Every method of making catalysts is actually composed of a series of operation units. For convenience, people choose the name of the key and distinctive operating unit as the name of the manufacturing method. Traditional methods include mechanical mixing method, precipitation method, immersion method, solution evaporation method, hot melting method, leaching method (leaching method), ion exchange method, etc., and the new methods currently developed include chemical bonding method, fiberization method, etc. .

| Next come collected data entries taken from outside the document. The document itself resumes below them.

Issue #1483, opened 2026-05-29
Rust guests uses picolibc


ludfjig:
This is unintended, and is because simpleguest depends on hyperlight-guest-bin which has default libc feature. We should turn it off default-features for simpleguest rust to make sure we get llvm memcpy etc, and not the libc stuff

PR #1501, opened 2026-06-03
Create inner workspace for rust guests to reduce compile time

ludfjig:
Reduces time to build rust guests by putting them in a workspace together. This avoids rebuilding hyperlight-libc from scratch and hyperlight-guest-bin from scratch for each guest which is very slow. On my machine `just guests` time is reduced by 6 minutes.

Aside: rust guests shouldn't need hyperlight-libc (https://github.com/hyperlight-dev/hyperlight/issues/1483), but this is a good change regardless since hyperlight-guest-bin will be shared even if the libc issue is fixed in the future


simongdavies (approved):
Nice!! LGTM

PR #1505, opened 2026-06-04
Build rust guests without hyperlight-libc

### LINKED ISSUE #1483: Rust guests uses picolibc

ludfjig:
Rust guests transitively depend on hyperlight-libc (picolibc) through hyperlight-guest-bin's default libc feature. The only reason the dependency was needed was an unconditional call to picolibc's srand in generic_init. The Rust guests themselves never use it.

1. Mechanical mixing method
Add two or more substances to the mixing equipment and mix. This method is simple and easy to implement. For example, in the manufacture of conversion-absorption desulfurizer, the powder of active components (such as manganese dioxide, zinc oxide, zinc carbonate) and a small amount of binder (such as magnesium oxide, calcium oxide) is measured Continuously add it to a turntable with adjustable speed and inclination, and at the same time spray metered water and powder to roll and mix and bond to form a sphere of uniform diameter. The sphere is then dried and roasted to become the finished product.
2. Precipitation
This method is used to manufacture catalysts that require high dispersion and contain one or more metal oxides. When manufacturing multi-component catalysts, suitable precipitation conditions are very important to ensure the uniformity of product composition and to manufacture high-quality catalysts. The usual method is to add a precipitating agent (such as sodium carbonate, calcium hydroxide) to one or more metal salt solutions, and then precipitate, wash, filter, dry, shape, and roast (or activate) to obtain the final product.
3. Dipping
The carrier with high porosity (such as diatomaceous earth, alumina, activated carbon, etc.) is immersed in a solution containing one or more metal ions, and the temperature is maintained at a certain temperature. The solution enters the pores of the carrier. The carrier is drained, dried and calcined, and a layer of required solid metal oxide or its salt is attached to the inner surface of the carrier.
4. Spray evaporation
Used to prepare fluidized bed catalysts with particle diameters ranging from tens of microns to hundreds of microns. For example, in the manufacture of meta-xylene fluidized bed ammonification and oxidation of meta-dicarbonitrile catalyst, firstly mix a given concentration and volume of metavanadate and chromium salt aqueous solution, and then mix it with a new quantitative silica gel and pump it in In the spray dryer, after being atomized by the nozzle, the water is evaporated to dryness under the action of the hot air flow, and the material forms a microsphere catalyst, which is continuously drawn from the bottom of the spray dryer.
5. Hot melt method
The hot-melt method is a special method for preparing certain catalysts. It is suitable for a small number of catalysts that have to go through the smelting process, in order to melt each component into a uniformly distributed mixture with the help of high temperature conditions, and with the necessary subsequent processing, it can be prepared Excellent catalyst.
6. Leaching
From the multi-component system, use an appropriate liquid agent (or water) to extract part of the substance to make a catalyst with a porous structure. For example, in the manufacture of skeletal nickel catalyst, a certain amount of nickel and aluminum are melted in an electric furnace, and the molten material becomes an alloy after cooling. The alloy is broken into small particles, soaked in sodium hydroxide aqueous solution, and most of the aluminum is dissolved (to generate sodium metaaluminate ), namely the formation of porous and highly active framework nickel.
7. Ion exchange method
The metal cations (such as Na) of certain crystalline substances (such as synthetic zeolite molecular sieves) can be exchanged with other cations. Put it into a solution containing ions of other metals (such as rare earth elements and some precious metals), and exchange other metal ions with Na under controlled concentration, temperature, and pH conditions.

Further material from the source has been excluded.